Guocan Wu

Mapping near-surface air temperature, pressure, relative humidity and wind speed over Mainland China with high spatiotemporal resolution

As part of a joint effort to construct an atmospheric forcing dataset for mainland China with high spatiotemporal resolution, a new approach is proposed to construct gridded near-surface temperature, relative humidity, wind speed and surface pressure with a resolution of 1 km×1 km. The approach comprises two steps: (1) fit a partial thin-plate smoothing spline with orography and reanalysis data as explanatory variables to ground-based observations for estimating a trend surface; (2) apply a simple kriging procedure to the residual for trend surface correction.The proposed approach is applied to observations collected at approximately 700 stations over mainland China. The generated forcing fields are compared with the corresponding components of the National Centers for Environmental Prediction (NCEP) Climate Forecast System Reanalysis dataset and the Princeton meteorological forcing dataset. The comparison shows that, both within the station network and within the resolutions of the two gridded datasets, the interpolation errors of the proposed approach are markedly smaller than the two gridded datasets.
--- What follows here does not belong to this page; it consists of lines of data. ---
PR #3635, opened 2016-12-01
Updated build tools and readme for android.

akallabeth:
* Updated gradle and android build tools
* Updated readme
* Replaced ```int``` with ```long``` for 64bit architecture support.
* Fixed compiler warnings

### DIFF
--- a/libfreerdp/core/connection.c
+++ b/libfreerdp/core/connection.c
@@ -773,7 +773,7 @@ BOOL rdp_client_connect_auto_detect(rdpRdp* rdp, wStream* s)
 		{
 			if (channelId == rdp->mcs->messageChannelId)
 			{
-				UINT16 securityFlags;
+				UINT16 securityFlags = 0;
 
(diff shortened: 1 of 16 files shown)


akallabeth:
@freerdp-bot test

libfreerdp/core/connection.c
```diff
@@ -773,7 +773,7 @@ BOOL rdp_client_connect_auto_detect(rdpRdp* rdp, wStream* s)
 		{
 			if (channelId == rdp->mcs->messageChannelId)
 			{
-				UINT16 securityFlags;
+				UINT16 securityFlags = 0;
```
bmiklautz: Was this a compiler warning? - As the securityFlags are always initialized because they are read below.

akallabeth: @bmiklautz Yes, there was a warning during android compile. I've just initialized it for every case where the read / write functions are used.

akallabeth:
@bmiklautz ok, done

PR #3637, opened 2016-12-01
codec: Remove src format parameter from rfx_process_message

mfleisz:
This parameter is not required. Default param is BGRX32 and if an other format is required rfx_context_set_pixel_format can be used.


bmiklautz:
@akallabeth better change it now than having it broken or unclear.

PR #3643, opened 2016-12-05
Misc fixes

mfleisz:


libfreerdp/codec/color.c
```diff
@@ -127,7 +127,7 @@ BOOL freerdp_image_copy_from_monochrome(BYTE* pDstData, UINT32 DstFormat,
 		}
 	}
 
-	return 1;
+	return TRUE;
 }
 
 static INLINE UINT32 freerdp_image_inverted_pointer_color(UINT32 x, UINT32 y,
```
mfleisz: In this PR I just changed the return value to fit the function signature. The function generally seems to need some overhaul (i.e. palette is never used, params are not checked, return value of WriteColor is not checked, ...).

akallabeth:
@freerdp-bot test

PR #3653, opened 2016-12-12
cmake: Fix wrong pdb name

mfleisz:
When building without "client interface", cmake incorrectly tried to copy wfreerdp-client.pdb instead of wfreerdp.pdb


akallabeth:
@mfleisz Is there no way to get the name of the target without hard coding it?

mfleisz:
@akallabeth Updated the PR (now querying OUTPUT_NAME for the pdb filename)

PR #3655, opened 2016-12-15
Fix wtypes and format strings

nfedera:
rewrite of wtypes.h
- some simplification
- comply with [MS-DTYP] sizes
- added string format defines if inttypes.h is n/a
- added string format defines for size_t

fix string format specifiers:
- fixed invalid, missing or additional arguments
- removed all type casts from arguments
- added missing (void*) typecasts for %p arguments
- use inttypes defines where appropriate


mfleisz:
@nfedera PR needs rebasing with master

PR #3658, opened 2016-12-16
Fix -Wundef with GCC 6.2.1 in wtypes.h

xhaakon:
Undefined preprocessor macro in wtypes.h produces:

  warning: "__ILP64__" is not defined [-Wundef]

This causes unnecessary hassle to people who compile their FreeRDP-based
applications with -Werror.


nfedera:
@freerdp-bot test

PR #3661, opened 2016-12-19
Error status for DNS errors

akallabeth:
* Setting DNS lookup error for connects
* Print an error if more than one last error is set.


akallabeth:
@bmiklautz @mfleisz @nfedera @MartinHaimberger Anyone time to review/merge this one?

PR #3664, opened 2016-12-24
Server/shadow: Fix handling for gfx acknowledge according to spec

realjiangms:
Fix handling for gfx acknowledge according to spec.

[MS-RDPEGFX]:
3.2.5.13  Processing an RDPGFX_FRAME_ACKNOWLEDGE_PDU message
If the queueDepth field is less than 0xFFFFFFFF, the server MUST expect that
RDPGFX_FRAME_ACKNOWLEDGE_PDU messages will continue to be sent by the client.
Furthermore, if the queueDepth field is in the range 0x00000001 to 0xFFFFFFFE the server SHOULD
use this value to determine how far the client is lagging in terms of graphics decoding and then
attempt to throttle the graphics frame rate accordingly.
If the queueDepth field is set to SUSPEND_FRAME_ACKNOWLEDGEMENT (0xFFFFFFFF), the server
MUST clear the Unacknowledged Frames (section 3.2.1.2) ADM element and MUST NOT expect any
further RDPGFX_FRAME_ACKNOWLEDGE_PDU messages from the client. In this mode, the server
MUST NOT wait or block on unacknowledged frames (as the
RDPGFX_FRAME_ACKNOWLEDGE_PDU message is not sent by the client) and MUST assume that
the client is able to decode graphics data at a rate faster than it is receiving frames.

On the other hand, RDPGFX_QOE_FRAME_ACKNOWLEDGE_PDU SHOULD only be used for informational and debugging
purposes and should not be taken into account.

### DIFF
--- a/server/shadow/shadow_client.c
+++ b/server/shadow/shadow_client.c
@@ -594,21 +594,19 @@ static BOOL shadow_client_surface_frame_acknowledge(rdpShadowClient* client,
         UINT32 frameId)
 {
 	shadow_client_common_frame_acknowledge(client, frameId);
+	/*
+	 * Reset queueDepth for legacy none RDPGFX acknowledge
+	 */
+	client->encoder->queueDepth = QUEUE_DEPTH_UNAVAILABLE;
 	return TRUE;
 }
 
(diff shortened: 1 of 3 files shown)


akallabeth:
@nfedera What is your opinion on this one?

Using Analysis State to Construct a Forecast Error Covariance Matrix in Ensemble Kalman Filter Assimilation

Correctly estimating the forecast error covariance matrix is a key step in any data assimilation scheme. If it is not correctly estimated, the assimilated states could be far from the true states. A popular method to address this problem is error covariance matrix inflation. That is, to multiply the forecast error covariance matrix by an appropriate factor. In this paper, analysis states are used to construct the forecast error covariance matrix and an adaptive estimation procedure associated with the error covariance matrix inflation technique is developed.The proposed assimilation scheme was tested on the Lorenz-96 model and 2D Shallow Water Equation model, both of which are associated with spatially correlated observational systems. The experiments showed that by introducing the proposed structure of the forecast error covariance matrix and applying its adaptive estimation procedure, the assimilation results were further improved.
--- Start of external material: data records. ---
PR #3669, opened 2016-12-28
Limit MultifragMaxRequestSize in server mode

xhaakon:
With large desktop resolutions also our preferred max request size
increases, but in practice I've found that at least the client I use
(MS Lync 2013) would show only a black screen when the value is greater
than 0x3EFFFF.

Cap MultifragMaxRequestSize to its initial value, which is currently
0xFFFF or can be user-set at will.

### DIFF
--- a/libfreerdp/core/capabilities.c
+++ b/libfreerdp/core/capabilities.c
@@ -2477,7 +2477,7 @@ static BOOL rdp_write_multifragment_update_capability_set(wStream* s,
 	if (!Stream_EnsureRemainingCapacity(s, 32))
 		return FALSE;
 
-	if (settings->ServerMode)
+	if (settings->ServerMode && settings->MultifragMaxRequestSize == 0)
 	{
 		/**
 		 * In server mode we prefer to use the highest useful request size that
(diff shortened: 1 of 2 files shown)


nfedera:
I don't think this is a good solution. There has been a lot of work and testing done in the past in order to get this badly documented MaxRequestSize value for the fragmented fast path updates right for a large amount of clients (including almost 10 different Windows CE/mobile variants)!

A maximum value of 0xFFFF would probably cause massive unnecessary fast path update fragmentation.

Is your server sending RemoteFX in your black screen case ?

If so then according to [MS-RDPRFX] 1.5  the client MUST use a value greater than or equal to the value we've previously sent in the server to client multi-fragment update capability set.

What value does this client actually send in the client to server  "client multi-fragment update capability set" if you announce a value greater than 0x3EFFFF ?

xhaakon:
[Here](https://github.com/xhaakon/FreeRDP/commit/0cc960ad29659a7995b9d692b1fcef9b3cbfd084) I offer an alternative solution to setting a custom MultifragMaxRequestSize which doesn't change the default behavior, if it would be more acceptable for you.

akallabeth:
@freerdp-bot test

akallabeth:
@freerdp-bot stop messing around, test!

nfedera:
@xhaakon +1 for your [alternative solution](https://github.com/xhaakon/FreeRDP/commit/0cc960ad29659a7995b9d692b1fcef9b3cbfd084).

I'll merge once you've updated or replaced this PR.

xhaakon:
@nfedera I've updated this PR to match the alternate solution & rebased the commit to current master.

akallabeth:
@freerdp-bot test this please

Inflation adjustment on error covariance matrix of ensemble Kalman filter

In ensemble Kalman filter assimilation, the estimated forecast error covariance matrix and prior observational error covariance matrix could be far from the truth. This is likely to significantly affect the assimilation results. To compensate, this paper introduce two inflation factors to adjust forecast and observational error covariance respectively and estimate them simultaneously in one assimilation circle. The proposed schemes are tested using Lorenz-96 model, with a class of nonlinear observational operators. It illustrates that the improved assimilation schemes perform better than the original scheme.

Chinese regional high space-time resolution fusion rainfall model exploration based on site and remote sensing data

This paper used the methods of thin-plate spline multisource data fusion, generating China area precipitation for 3 hours time resolution and spatial resolution of 5×5 km. The comparison with general interpolation, Kriging interpolation and remote sensing data inversion method through the actual data illustrates the superiority of the proposed method.

Prediction method of the transformed data

In Meteorology, we often get data products we need by doing statistical analysis to observation data. Its very important for meteorology forecasting and disaster Warning. When we do statistic modeling, the data are not always normal distribution, so we transform the data to a new one first and then modeling. In this paper, we mainly consider how to forecast origin variable from experience model forecast value. On this question, people always consider less about the error from inverse transformation. We mainly use Monte Carlo method, which can be used to deal with kinds of transform function. In the third part, I have simulated logarithmic transformation to compare RMSE of Monte Carlo method and inverse. It can be see that Monte Carlo can decrease origin variables prediction error.